There is always doubt. An open mind requires that a scientist always be open to the possibility that evidence may be observed that requires reassessment of conclusions. Equally, though, scientists must submit themselves to a time-honoured process of rigorous disputation. This can be relied upon to identify the explanation or theory that best fits the observed data. This becomes the settled or consensus view which is maintained not necessarily as a statement of absolute truth, but as an accurate reflection of reality until further evidence is gathered that throws doubt upon it and better fits another explanation. In this way, by virtue of open-minded sceptism, science is self-correcting.

In other words the scientists of the consensus were being charged with the very sins that those attacking them were committing. The effectiveness of the strategy is shown by the high percentage of the public who believe that the science of global warming is unsettled. In 2006 a poll recorded 74 percent pf Americans believing there was “a lot of disagreement among scientists”. Another poll showed a sharp decline from 71 percent in 2008 to 57 percent 2009 of those who believe there is “solid evidence the Earth is warming.”

The authors point out that the advertising and public relations industries and the media have been enlisted in this corrupt doubt mongering process. The denialists have invoked the “fairness doctrine” to insist on “equal time.” The book chronicles how the doctrine plays into the hands of the “well-organised and well-funded vested interest, or ideologically driven denial of the facts.” In the words of the chair of the ABC Chairman, Maurice Newman, the consensus case is dismissed as an example of “group-think”.

Money may motivate the industries whose profits are threatened if action is taken against climate change but the authors point out that at the root of rejection of science is free-market ideology.
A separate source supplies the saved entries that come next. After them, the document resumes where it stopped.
PR #5855, opened 2025-07-01
feat(help): apply updated design to Webhooks Start page

nazarbodak221:
Applied the new visual design to the Webhooks Getting Started page (`v2_webhooks-getting-started.html`)

Screenshot of updated design:

image

Refs: https://github.com/freelawproject/courtlistener/issues/5353

### DIFF
--- a/cl/api/templates/v2_webhooks-getting-started.html
+++ b/cl/api/templates/v2_webhooks-getting-started.html
@@ -43,7 +43,7 @@
       <li>Your application should use the <a class="underline" href="{% url 'webhooks_docs' %}#headers">Idempotency-Key included in the event headers</a> to ensure that it only processes the event once.</li>
     </ul>
     <p>Below are examples of endpoints configured in Flask and Django</p>
-    <p><strong>Flask</strong></p>
+    <h3>Flask</h3>
     <c-code>from flask import Flask, request, Response
 app = Flask(__name__)
 
@@ -53,7 +53,7 @@ def respond():
     print(request.json)
     return Response(status=200)
     </c-code>
-    <p><strong>Django</strong></p>
+    <h3>Django</h3>
     <c-code>from django.views.decorators.csrf import csrf_exempt
 from django.http import HttpRequest, HttpResponse
 


cl/api/templates/v2_webhooks-getting-started.html
```diff
@@ -0,0 +1,114 @@
...
+      <li>Your URL must receive POST requests and should not accept any other HTTP verbs.</li>
+      <li>If you are using a web framework like Django or Ruby on Rails, the webhook URL will need to be exempted from the cross site request forgery (CSRF) protection system. If this is not done, most web frameworks will block POST requests from outside domains like ours.</li>
+      <li>To avoid <a class="underline" href="{% url 'webhooks_docs' %}#retries">timeout errors and event retries</a>, your application may need to process events asynchronously.</li>
+      <li>Your application must respond to events with a 2xx HTTP status code or else the event will be retried.</li>
+      <li>Your application should use the <a class="underline" href="{% url 'webhooks_docs' %}#headers">Idempotency-Key included in the event headers</a> to ensure that it only processes the event once.</li>
+    </ul>
+    <p>Below are examples of endpoints configured in Flask and Django</p>
+    <p><strong>Flask</strong></p>
```
elisa-a-v: I think `<h3>` is more semantically correct here than `<p><strong>`:

```suggestion
    <h3>Flask</h3>
```

cl/api/templates/v2_webhooks-getting-started.html
```diff
@@ -0,0 +1,114 @@
...
+    <c-code>from flask import Flask, request, Response
+app = Flask(__name__)
+
+@app.route("/webhooks/a-long-random-url-here/", methods=["POST"])
+def respond():
+    # Do your event processing.
+    print(request.json)
+    return Response(status=200)
+    </c-code>
+    <p><strong>Django</strong></p>
```
elisa-a-v: Same here:

```suggestion
    <h3>Django</h3>
```

elisa-a-v (changes requested):
Looks good overall, thanks! However, as with the [previous review](https://github.com/freelawproject/courtlistener/pull/5825#pullrequestreview-2976172552), this one also doesn't show even when the flag is active. This will probably require the same fix as that one, since both handle template name the same way.

cl/api/templates/v2_webhooks-getting-started.html
nazarbodak221: Yep, that makes sense, I'll change it.

nazarbodak221:
> Looks good overall, thanks! However, as with the [previous review](https://github.com/freelawproject/courtlistener/pull/5825#pullrequestreview-2976172552), this one also doesn't show even when the flag is active. This will probably require the same fix as that one, since both handle template name the same way.

I change middleware to fix it, but to be honest I don't know where to commit, in every branch, or make a PR for this change, because it should be in each PR

elisa-a-v:
> or make a PR for this change

This sounds great! Could you open a PR to update the middleware to support these views please? Then we can merge that first, and the rest should work :)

The authors write that “the doubt mongering campaigns we have followed were not about science. They were about the proper role of government, particularly in redressing market failures, because the results of scientific investigation seem to suggest that government really did need to intervene in the market place if pollution and public health were to be effectively addressed, the defenders of the free market refused to accept those results. The enemies of government regulation of the marketplace became the enemies of science.